Asked by 3 Companies

Separate Squares I

What is this problem about?

The Separate Squares I interview question gives you a list of axis-aligned squares on a 2D plane, each defined by their bottom-left corner and side length. Find the horizontal line y = c that minimizes the absolute difference between the total area above the line and the total area below. The answer should be precise to a certain decimal tolerance. This is a binary search on a continuous value problem.

Why is this asked in interviews?

Amazon, Google, and Bloomberg ask this problem because it applies binary search to a continuous domain — a critical skill for optimization problems in geometry, computer graphics, and resource partitioning. The "find the balancing line" concept models problems in fairness allocation, halving area, and geometric median computation. It evaluates whether candidates can define a monotone condition over real numbers and apply binary search accordingly.

Algorithmic pattern used

The pattern is binary search on the answer (continuous). Define a function area_below(y) that computes the total area of all squares below height y (clipped at y). This function is monotonically increasing in y. Binary search between y_min (bottom of lowest square) and y_max (top of highest square) for the y where area_below(y) = total_area / 2. For each candidate y, compute the intersection area of each square with the region below y and sum them up.

Example explanation

Squares: [(0, 0, 2), (1, 1, 2)] — (x, y, side).

Total area: 4 + 4 = 8. Target: 4 below the line.

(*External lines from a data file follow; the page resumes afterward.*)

PR #292, opened 2023-09-12
Fix typo.

Michael-Lfx:


KillianLucas (approved):
ah, right. thanks for catching this @Michael-Lfx!

PR #304, opened 2023-09-12
Added %reset -> self.reset() and %exit -> exit(0) to interactive chat…

CodeAKrome:
… loop


jordanbtucker:
@CodeAKrome Any reason why you closed this? This seems like a great addition. I think we already have reset, but we don't have exit.

CodeAKrome:
I thought it was a dupe of another PR. I'll add %exit back.

PR #305, opened 2023-09-12
Add Dockerfile and instructions to run with docker

MarcoWorms:
Maybe this helps easily contain any dependency issues when installing, and also sandboxes the interpreter so it can interact with our machines more safely!

### DIFF
--- a/Dockerfile
+++ b/Dockerfile
@@ -1,0 +1,21 @@
+FROM python:3.10
+
+WORKDIR /app
+
+ADD . /app
+
+RUN pip install poetry
+
+RUN poetry install
+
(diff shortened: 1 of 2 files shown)


moming2k:
Interest to know why it need to expose 80 port ?

jordanbtucker:
Thanks for the suggestion. There is already docker support in the works in #204

MarcoWorms:
> Interest to know why it need to expose 80 port ?

maybe not needed, I ported the Dockerfile from another place so is probably a leftover :P

Nice that you are already working on supporting it, will close this pr then :) thanks!

PR #307, opened 2023-09-12
added ci workflow for linting and formatted the code with black

0xcha05:


.github/workflows/lint.yml
```diff
@@ -0,0 +1,29 @@
...
+        with:
+          python-version: "3.11"
+
+      - name: Install Black
+        run: |
+          python -m pip install --upgrade pip
+          pip install click==7.1.2
+          pip install black==21.4b2
+
+      - name: Run Black
```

Binary search on y in [0, 3]:

  • y=1.5: Square 1 (bottom 0, top 2): area below = 2 × 1.5 = 3. Square 2 (bottom 1, top 3): area below = 2 × 0.5 = 1. Total = 4. ✓

Answer: y = 1.5.

Common mistakes candidates make

  • Using integer binary search bounds — y is continuous, not discrete; use floating-point binary search with sufficient precision iterations (~100 iterations converges to 10^-30 precision).
  • Not clipping the square's contribution — a square extends from sq_y to sq_y + side; area below y is width × min(y - sq_y, side) but only if y > sq_y.
  • Setting incorrect binary search bounds — min bound should be the minimum sq_y, max bound should be max(sq_y + side).
  • Not handling squares entirely above the line (contribute 0) or entirely below (contribute full area).

Interview preparation tip

For the Separate Squares I coding problem, the binary search array interview pattern on continuous values is the approach. The key skill: binary search works whenever the evaluation function is monotone — area_below(y) is strictly increasing in y. Google and Bloomberg interviewers value knowing how many iterations of floating-point binary search achieves the required precision. Practice "binary search on real values" on area, weight, and time problems — this pattern appears in division-based optimization across interviews.